Pour Jan Atteslander, responsable du commerce extérieur à Economiesuisse, ces chiffres sont révélateurs: «Les frontières nationales ne sont pas vraiment le facteur qui détermine le succès ou l’échec d’une économie. La capacité des entreprises à se développer au-delà des frontières est déterminante.»
Ainsi, toute «l'espace alpin» est fort sur le plan économique, que ce soit en Allemagne, en Autriche, en Italie ou en France. «Toutes les régions sont caractérisées par des PME et des entreprises familiales solides, spécialisées dans des produits industriels innovants et de haute qualité», analyse Jan Atteslander.
Une comparaison «pas valable» selon Blocher
Pour la figure historique de l’UDC, Christoph Blocher, il est difficile de comparer les régions individuelles à une nation. «On pourrait tout aussi bien conclure que le canton de Zoug s’est mieux porté que le reste de la Suisse ces dernières années», rétorque l'octogénaire.
Christoph Blocher souligne également les différents points de départ: «Pour des régions comme le Vorarlberg, qui se situaient à un niveau bien inférieur à celui de la Suisse en 2000, il était bien évidemment plus facile d’atteindre des taux de croissance plus élevés.

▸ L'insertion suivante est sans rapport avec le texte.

PR #410, opened 2024-02-26
Support versions of GCS without transfer_manager

pjbull:
Add support for `google-cloud-storage<2.7.0` per discussion in #408 and #409.

- Manually confirmed the test suite passes with `google-cloud-storage==2.6.0` (and fails without the fix)
- Warns if user passes `transfer_manager` kwargs that can't be used
- Adds changelog notes
- Bumps version

### DIFF
--- a/HISTORY.md
+++ b/HISTORY.md
@@ -1,12 +1,21 @@
 # cloudpathlib Changelog
 
-## 0.18.0 (2024-02-25)
+## v0.18.1 (2024-02-26)
+
+- Fixed import error due to incompatible google-cloud-strage by adding a version floor. ([Issue #408](https://github.com/drivendataorg/cloudpathlib/issues/408), (PR #409)[https://github.com/drivendataorg/cloudpathlib/pull/409]) 
+
+Includes all changes from v0.18.0.
+
+**Note: This is the last planned Python 3.7 compatible release version.**
+
+## 0.18.0 (2024-02-25) (Yanked)
+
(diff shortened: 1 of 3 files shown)


HISTORY.md
```diff
@@ -1,12 +1,21 @@
 # cloudpathlib Changelog
 
-## 0.18.0 (2024-02-25)
+## v0.18.1 (2024-02-26)
+
+- Fixed import error due to incompatible google-cloud-strage by adding a version floor. ([Issue #408](https://github.com/drivendataorg/cloudpathlib/issues/408), (PR #410)[https://github.com/drivendataorg/cloudpathlib/pull/410])
```
jmarshall, line 5: Thanks, this all looks good for our purposes. Minor nit: “by adding a version floor” is probably no longer an accurate description of this version of the fix.

Also typo:
```suggestion
- Fixed import error due to incompatible google-cloud-storage by adding a version floor. ([Issue #408](https://github.com/drivendataorg/cloudpathlib/issues/408), (PR #410)[https://github.com/drivendataorg/cloudpathlib/pull/410]) 
```

jayqi:
I guess now I'm wondering if yanking v0.18.0 is necessary. It's a little hard to tell how severe of an action yanking is, and most of the examples given are worse errors. 

In the approach where we have a version floor, it's definitely necessary or v0.18.0 would be the newest version of cloudpathlib for `google-cloud-storage<2.7.0`. In this case, v0.18.1 would just be newer than v0.18.0 in all cases. 

I guess since this can cause an error on import just as a side-effect of having both packages installed, it probably doesn't hurt to still yank.

jayqi (approved):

Les marchés émergents comme la Chine et l’Inde le montrent également.»
Néanmoins, le Zurichois trouve ces chiffres inquiétants: «En particulier, le fait que le taux de chômage en Suisse soit désormais plus élevé que dans d’autres pays et régions d’Europe devrait nous faire réfléchir.» Il n’en voit pas la cause dans la trajectoire particulière de la Suisse, mais dans le rapprochement trop étroit de la Confédération avec l’UE: «En particulier, la libre circulation des personnes — autrement dit, l’immigration incontrôlée — a été une grosse erreur.»
Les salaires suisses, dit-il, ont un attrait énorme, sans commune mesure avec celui de ses voisins. «Le problème est que l'immigration n’a pas augmenté le produit intérieur brut par habitant, mais dans le même temps, le taux de chômage des étrangers est disproportionnellement élevé.»
Blocher voit comme seule solution dans la réintroduction des quotas. «Ceux dont nous avons vraiment besoin viendront, et s’ils n’ont plus de travail, ils devront repartir.»
Le franc fort en cause
Daniel Lampart, économiste en chef de l’Union syndicale suisse (USS), a une toute autre explication du fait que l’avance de la Suisse sur ses régions voisines a diminué: «La raison n’est ni l’UE ni l’Espace économique européen, mais l’euro ou le franc fort.»
Le taux de change est extrêmement important pour une nation exportatrice comme la Suisse. L’appréciation du franc a été extrêmement préjudiciable à l’économie d’exportation suisse ces dernières années et a notamment entraîné la création de moins d’emplois que dans nos régions voisines.
«Pour stopper cette évolution, la Suisse doit repenser sa politique monétaire», estime Daniel Lampart. La BNS devrait selon lui prendre des mesures plus fermes contre la surévaluation du franc et formuler des objectifs correspondants.